PR #627, opened 2026-06-10
feat: Component scripts

stravo1:
Block Data Scripts [have been removed](https://github.com/frappe/builder/pull/623) for the following reasons:
- It was hard to discover.
- Code became too fragmented very quickly. In many cases, it became harder to manage than Page Scripts — the very problem it was trying to solve.
- Complicated entire codebase, hard to debug

> ⚠️ For similar reasons, this PR removes Block Client scripts as well.

Components would be the new place where logic is broken down from Page Scripts. Instead of scattering logic across many blocks, logic would be organized at the Component level. Components now have a single data script for dynamic data and a single client script to handle reactivity. Components can accept props, and the values of those props determine how dynamic values are resolved.

Assign dynamic data using the `component` dict (like `data` for page data scripts).
You can pass data from data script to client script using `component.component_data`.

In the client script you can access the component root using `this` keyword.

You also have access to `props` in both data and client script.

Demo - A Profile Card:

Screenshot 2026-06-29 at 10 35 43 AM

> Props in Components

Screenshot 2026-06-29 at 10 28 10 AM

> Component Data Script

Screenshot 2026-06-29 at 10 28 18 AM

> Component Client Script (JS) to add reactivity to elements

Screenshot 2026-06-29 at 10 28 21 AM

> Component Client Script (CSS) to add some animations

https://github.com/user-attachments/assets/ef7cc48d-43b0-4d61-959d-fabe725016c1

Another Demo - A Weather Card:

https://github.com/user-attachments/assets/6e89af5c-53e9-42ad-8f11-32ed9120e444


frontend/src/stores/componentStore.ts
```diff
@@ -9,13 +9,24 @@ import { createDocumentResource, createResource, toast } from "frappe-ui";
 import { defineStore } from "pinia";
 import { markRaw } from "vue";
 
+export const COMPONENT_DATA_FRAGMENT_KEY = "__fragment__";
+
+export type ComponentDataStore = Record<string, Record<string, Record<string, any>>>;
+
+const componentDataRequestSeq = new Map<string, number>();
+
+function getComponentDataRequestKey(componentId: string, instanceKey: string) {
```
stravo1: can there be a better way to avoid race condition?

builder/builder/doctype/builder_client_script/builder_client_script.json
```diff
@@ -37,9 +37,13 @@
    "link_doctype": "Builder Page",
    "link_fieldname": "builder_script",
    "table_fieldname": "client_scripts"
+  },
```
stravo1, line 40: does it even make sense to use Builder Client Scripts? Restrictions include site wide unique names, also public files for each script (which can be turned off if needed).

builder/builder/doctype/builder_page/builder_page.py
```diff
@@ -598,17 +598,20 @@ def get_block_html(blocks: str | list) -> tuple[str, str, dict, bool]:
...
 		tag = build_tag(block, shared_state)
 		# Add global script to the top
 		tag.insert(0, shared_state["global_script_tag"])
 
 		html = wrap_html_with_context(str(tag), block_context)
+
 		cleanup_props_stack(props, shared_state["standard_props_stack"])
+
 		html_parts.append(html)
+		print("".join(html_parts))
```
stravo1: TODO: Remove before merging, for debugging purposes only

builder/builder/doctype/builder_page/builder_page.py
```diff
@@ -1002,42 +1015,93 @@ def get_visibility_condition_key(block: dict, data_key: dict | None) -> str | No
...
 
-	# Add local script to call the function
-	local_script = state["soup"].new_tag("script")
+	local_script = state["soup"].new_tag("style")
 	local_script.string = (
-		f"(client_script_{script_unique_id}).call("
-		f"document.querySelector('[data-block-uid=\"{{{{ unique_hash }}}}\"]'), "
-		f"{{{{ props | to_safe_json }}}}"
-		f");"
+		f"[data-block-uid=\"{{{{ unique_hash }}}}\"] {{ {script['script']} }}"
```
stravo1: Add docs saying how native CSS nesting is used to scope the styles, to apply on the container root the user has to use something like:
```css
&.sample-root {
...
}
```
instead of:
```css
.sample-root {
...
}
```

frontend/src/pages/PageBuilder.vue
```diff
@@ -272,10 +274,14 @@ watch(
 declare global {
 	interface Window {
 		blockController: typeof blockController;
+		canvasStore: ReturnType<typeof useCanvasStore>;
+		componentStore: ReturnType<typeof useComponentStore>;
 	}
 }
 
 window.blockController = blockController;
+window.canvasStore = canvasStore;
```
stravo1: TODO: remove before merging

builder/api.py
```diff
@@ -486,3 +486,19 @@ def get_codemirror_completions():
 def reorder_client_scripts(script_order: list[str]):
 	for idx, script_name in enumerate(script_order, start=1):
 		frappe.db.set_value("Builder Page Client Script", script_name, "idx", idx)
+
+
+@frappe.whitelist()
+def get_component_data(component_name: str, props: dict | str | None = None, script: str | None = None) -> dict:
+	"""Execute a component's data script and return the resulting data.
```
stravo1: added script param, mention in the docs

builder/builder/doctype/builder_page/builder_page.py
```diff
@@ -1010,42 +1032,143 @@ def get_visibility_condition_key(block: dict, data_key: dict | None) -> str | No
...
+}
+
+
+def get_component_var_initial_value(var_def: dict):
+	if "initialValue" in var_def and var_def["initialValue"] is not None:
+		return var_def["initialValue"]
+	return DEFAULT_COMPONENT_VAR_VALUES.get(var_def.get("type", "string"), "")
+
+
+def format_component_var_entry(name: str, var_def: dict) -> str:
```
stravo1: rename as is used in pages as well

builder/builder/doctype/builder_page/builder_page.py
```diff
@@ -669,7 +681,7 @@ def build_tag(
 	return tag
 
 
-def get_block_context(block: dict, props: dict) -> dict:
+def get_block_context(block: dict, props: dict, component_id: str | None) -> dict:
 	"""
```
stravo1, line 708: little weird that the componet_id is just passed down

builder/builder/doctype/builder_page/builder_page.py
```diff
@@ -1010,42 +1032,143 @@ def get_visibility_condition_key(block: dict, data_key: dict | None) -> str | No
...
+
+
+def create_local_client_script_tag(
+	state: dict, script_id: str, script: dict, block_vars: dict | None = None
+) -> bs.Tag:
+	"""Create a per-block script or style tag that invokes the global client script."""
+	if script["type"] == "JavaScript":
+		script_tag = state["soup"].new_tag("script")
+		invocation = create_client_script_invocation(script_id, script)
+		if script.get("from") == "component":
```
stravo1: it will always come from components only so no need of the next two lines

builder/builder/doctype/builder_page/builder_page.py
```diff
@@ -1010,42 +1032,143 @@ def get_visibility_condition_key(block: dict, data_key: dict | None) -> str | No
...
+		else:
+			script_tag.string = invocation
+		return script_tag
+
+	style_tag = state["soup"].new_tag("style")
+	style_tag.string = f'[data-block-uid="{{{{ unique_hash }}}}"] {{ {script["script"]} }}'
+	return style_tag
+
+
+REACTIVE_COMPONENT_VAR_TYPES = {"object", "array"}
```
stravo1: move inside the required function

builder/builder/doctype/builder_page/builder_page.py
```diff
@@ -1010,42 +1032,143 @@ def get_visibility_condition_key(block: dict, data_key: dict | None) -> str | No
...
+def build_page_vars_script(page_vars: dict | None = None) -> str:
+	page_vars = page_vars or {}
+	entries = [format_component_var_entry(name, var_def) for name, var_def in page_vars.items()]
+	if not entries:
+		return ""
+	vars_body = ", ".join(entries)
+	return f"const vars = {{ {vars_body} }};"
+
+
+def block_uses_reactive_vars(block: dict) -> bool:
```
stravo1: too many short functions

builder/builder/doctype/builder_page/builder_page.py
```diff
@@ -1069,8 +1192,14 @@ def append_child_with_context(parent: bs.Tag, child: bs.Tag, context: dict):
 	if context.get("visibility_key"):
 		parent.append(f"{{% if {context['visibility_key']} %}}")
 
+	if context.get("component_id"):
+		parent.append(f"{{% with component = get_component_data('{context['component_id']}', props) %}}")
```
stravo1: can have better perf is we attach the data script to the block when we extend block, this way we avoid another DB call for every component as we are doing it once anyways

builder/builder/doctype/builder_page/builder_page.py
```diff
@@ -1156,23 +1287,51 @@ def wrap_html_with_context(html: str, context: dict) -> str:
...
-		return block
+		return block, None
 
+	component_id = block.get("extendedFromComponent")
 	component = frappe.get_cached_value(
 		"Builder Component",
-		block["extendedFromComponent"],
-		["block", "name"],
+		component_id,
+		["block", "name", "component_js", "component_css", "component_props", "component_vars"],
```
stravo1: get everything atp

frontend/package.json
```diff
@@ -5,7 +5,8 @@
   "type": "module",
   "scripts": {
     "dev": "vite",
-    "build": "vite build",
+    "build": "vite build && yarn build:runtime",
+    "build:runtime": "vite build --config vite.runtime.config.mjs",
```
stravo1: better name?

frontend/src/block.ts
```diff
@@ -994,26 +992,15 @@ class Block implements BlockOptions {
...
 		let blockProps = {};
 		if (this.isExtendedFromComponent() && !Object.keys(this.props || {}).length) {
-			blockProps = this.referenceComponent?.getBlockProps() || {};
+			blockProps =
+				useComponentStore().getComponent(this.extendedFromComponent as string)?.component_props || {};
 		} else {
 			blockProps = this.props || {};
 		}
-		return blockProps;
+		return blockProps as BlockProps;
```
stravo1: type conversion needed?

frontend/src/components/BlockLayers.vue
```diff
@@ -64,18 +64,14 @@
 								},
 							]"
 							aria-hidden="true"
-							v-if="!Boolean(element.extendedFromComponent) && !showCodeIcon(element)" />
-						<span
-							class="lucide-blocks mr-1 h-3 w-3"
+							v-if="!Boolean(element.extendedFromComponent)" />
+						<BlocksIcon
```
stravo1: check if using updated frappe-ui icons

frontend/src/components/BlockPropertySections/CollectionOptionsSection.ts
```diff
@@ -1,18 +1,33 @@
...
+import useCanvasStore from "@/stores/canvasStore";
 import usePageStore from "@/stores/pageStore";
 import blockController from "@/utils/blockController";
+import componentController from "@/utils/componentController";
 import { getRepeaterScopedData } from "@/utils/helpers";
 import { computed, h } from "vue";
 
 const keyOptions = computed(() => {
 	const pageStore = usePageStore();
+	const {editingMode, fragmentData} = useCanvasStore();
```
stravo1: breaks reactivity, can't destructure like this

frontend/src/components/BlockPropertySections/CollectionOptionsSection.ts
```diff
@@ -38,11 +53,14 @@ const keyOptions = computed(() => {
 	}
 
 	processObject(pageDataCollectionObject, "", repeatablePageDataKeys);
+	processObject(componentDataCollectionObject, "", repeatableComponentDataKeys);
 
 	const isPropsBasedRepeater = isInsideRepeater && repeaterDataKeyComesFrom == "props";
 	const repeatableProps: string[] = [];
 
-	const propsOfComponentRoot = blockController.getComponentRootBlock()?.getBlockProps();
+	const propsOfComponentRoot = blockController
```
stravo1: the previous version was fine, we need not pass anything to getComponentRoot

frontend/src/components/ClientScriptManager.vue
```diff
@@ -0,0 +1,32 @@
+<template>
```
stravo1: why even need this file now?

frontend/src/components/Controls/CodeEditor.vue
```diff
@@ -49,7 +49,7 @@ const props = withDefaults(
 	defineProps<{
 		modelValue?: Object | String | Array<any>;
 		type?: "JSON" | "HTML" | "Python" | "JavaScript" | "CSS";
-		mode?: "block" | "page";
+		mode?: "block" | "page" | "component";
```
stravo1, line 52: remove block?

frontend/src/components/Controls/CodeMirror/CodeMirrorEditor.vue
```diff
@@ -122,6 +125,16 @@ const allBlockProps = computed(() => {
 	};
 });
 
+const allBlockVars = computed(() => {
+	if (props.mode === "component") {
```
stravo1: can take care of autocomplete later

frontend/src/components/PageScript.vue
```diff
@@ -81,22 +102,63 @@
...
+								type="JavaScript"
+								label="Component JavaScript"
+								mode="component"
+								height="60vh"
+								:readonly="builderStore.readOnlyMode"
+								:autofocus="true"
+								@save="(value: string) => saveComponentClientScript('component_js', value)"
+								:showSaveButton="true"
+								:show-line-numbers="true"></CodeEditor>
+							<CodeEditor
```
stravo1, line 110: can they both not be moved into one? will probably lead to unsaved changes -> switch? check for dirty then before changing modes

frontend/src/components/PropsPopoverContent.vue
```diff
@@ -296,10 +296,11 @@ function filterDataOptions(dataArray: string[], query: string) {
 }
 
 const getOptions = async (query: string) => {
-	return filterDataOptions(pageDataArray.value, query).map((opt) => ({
+	const pageOptions = filterDataOptions(pageDataArray.value, query).map((opt) => ({
```
stravo1: remove non std. props related code

frontend/src/components/VisibilityInput.vue
```diff
@@ -21,36 +23,48 @@ const props = defineProps<{
 }>();
 
 const pageStore = usePageStore();
+const { editingMode } = useCanvasStore();
```
stravo1: again, breaks reactivity, can't destructure

frontend/src/pages/PageBuilder.vue
```diff
@@ -272,10 +275,14 @@ watch(
...
+window.componentStore = componentStore;
```
stravo1: remove before merge

frontend/src/stores/componentStore.ts
```diff
@@ -9,13 +9,35 @@ import { createDocumentResource, createResource, toast } from "frappe-ui";
...
+	return `${componentId}::${instanceKey}`;
+}
+
+function parseJSONWithFallback<T>(value: T | string | undefined, fallback: T): T {
+	if (value === undefined || value === null || value === "") {
```
stravo1: should be in utils

frontend/src/utils/blockController.ts
```diff
@@ -345,13 +352,11 @@ const blockController = {
...
 		return block;
 	},
-	getBlockClientScript: () => {
-		return blockController.getFirstSelectedBlock()?.getBlockClientScript();
-	},
-	setBlockClientScript: (script: string) => {
-		blockController.getFirstSelectedBlock()?.setBlockClientScript(script);
-	},
 	getBlockProps: () => {
+		const canvasStore = useCanvasStore()
```
stravo1: not needed right? componentController mutates the block directly

frontend/src/utils/useCanvasUtils.ts
```diff
@@ -281,3 +281,7 @@ export function useCanvasUtils(
 		isDirty,
 	};
 }
+
+export function markCanvasDirty(dirty: boolean = true) {
```
stravo1: maybe can be done directly in the required file.

builder/builder/doctype/builder_client_script/builder_client_script.json
stravo1: moved from Builder Client Scripts to separate fields under Builder Components Doctype

builder/builder/doctype/builder_page/builder_page.py
stravo1: uses get_cached_value so can't use "*"

frontend/src/components/PageScript.vue
stravo1: tried, does not reduce too much code because logic needs to bed added to handle other aspects

builder/builder/doctype/builder_page/builder_page.py
```diff
@@ -265,13 +266,13 @@ def publish(self):
 		self.published = 1
 		self.published_at = now()
 		if self.draft_blocks:
-			# snapshot the content going live (component versions pinned) before it overwrites `blocks`
+			# snapshot the content going live; blocks already carry componentVersion pins
+			# from when each component was used in the page (pinned at drag-drop)
 			take_snapshot(
 				"Builder Page",
 				self.name,
 				fields=["draft_blocks", "page_data_script"],
```
stravo1, line 274: currently only blocks are snapshotted, we should snapshot every aspect of the page

builder/builder/doctype/builder_page/builder_page.py
```diff
@@ -1089,8 +1170,16 @@ def append_child_with_context(parent: bs.Tag, child: bs.Tag, context: dict):
 	if context.get("visibility_key"):
 		parent.append(f"{{% if {context['visibility_key']} %}}")
 
+	if context.get("component_id"):
+		parent.append(
+			f"{{% with component = get_component_data('{context['component_id']}', props, '{context['component_data_script']}') %}}"
```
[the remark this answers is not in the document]
stravo1: Introduced in https://github.com/frappe/builder/pull/627/changes/c3aeae6f6637b1a2a8b62224019df6735b4a70c4

Reverting as we are doing a fetch nonetheless.

builder/builder/doctype/builder_page/builder_page.py
```diff
@@ -1032,40 +1051,101 @@ def get_visibility_condition_key(block: dict, data_key: dict | None) -> str | No
...
+		script_tag = state["soup"].new_tag("script")
+		invocation = (
+			f"(client_script_{script_id}).call("
+			f"document.querySelector('[data-block-uid=\"{{{{ unique_hash }}}}\"]'), "
+			f"{{{{ component.component_data | to_safe_json }}}}, "
+			f"{{{{ props | to_safe_json }}}}, "
+			f"variables"
+			f");"
+		)
+		if script.get("from") == "component":
```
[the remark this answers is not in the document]
stravo1: @greptileai this is intended, component.compont_data can be assigned via component data script, so this is fine.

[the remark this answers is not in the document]
stravo1: @greptileai re-review with this in mind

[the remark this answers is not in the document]
stravo1: @greptileai yes, can you re-evaluate the score now

frontend/src/components/TextBlock.vue
```diff
@@ -57,14 +57,18 @@ const props = withDefaults(
...
 		breakpoint?: string;
+		parentBlockUid?: string | null;
 	}>(),
 	{
 		preview: false,
 		data: () => ({}),
+		componentData: null,
 		defaultProps: null,
 		breakpoint: "desktop",
+		parentBlockUid: null,
```
surajshetty3416: Why is this required 🤔 ?

use `block.parentBlock`?

frontend/src/block.ts
```diff
@@ -1113,6 +1156,124 @@ function syncBlockWithComponent(
...
+		}
+	});
+	return map;
+};
+
+// Rebuild a component instance's children from the new version's structure, preserving user
+// overrides on matched children (matched by referenceBlockId via three-way diff against the old
+// version). Children with no counterpart in the new version are dropped — component subtrees
+// can't host detached blocks. Nested component instances fall back to resetWithComponent.
+function rebuildWithComponent(
```
surajshetty3416: Lets move these out of `block.ts`

surajshetty3416 (changes requested):

frontend/src/components/TextBlock.vue
stravo1: these are remnants of block script, UID is used to differentiate between different blocks inside a repeater. because a single block object is used for all repeater children, we cant attach the data to the block object as it is shared.

different blocks in a repeater could have different block data, so to fetch the dynamic values (block data), TextBlock (and BlockHTML) used this parentBlockUid to fetch the block data from the blockDataStore (which is removed now).

but same is applicable for components: a component which is a child of a repeater will have only one block object re-used to display all the children. however right now i am passing the component data directly and using componentController to manage component data while editing a component. so currently they are not used anywhere and i will remove them.

all this explanation was to keep a note why they were used and where to look for if they are needed again.

frontend/src/block.ts
stravo1: refactored and moved functions to their own files: https://github.com/frappe/builder/pull/627/commits/d982168a537849d23da620391178aa85433e5b97

are the files paths (putting them under utils) correct?

surajshetty3416 (approved):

= = = = = = =

# Brief
Reproduce only this range: the first line of the data above through the line with "scripts as well.", both included, exactly as written.

# Output
PR #627, opened 2026-06-10
feat: Component scripts

stravo1:
Block Data Scripts [have been removed](https://github.com/frappe/builder/pull/623) for the following reasons:
- It was hard to discover.
- Code became too fragmented very quickly. In many cases, it became harder to manage than Page Scripts — the very problem it was trying to solve.
- Complicated entire codebase, hard to debug

> ⚠️ For similar reasons, this PR removes Block Client scripts as well.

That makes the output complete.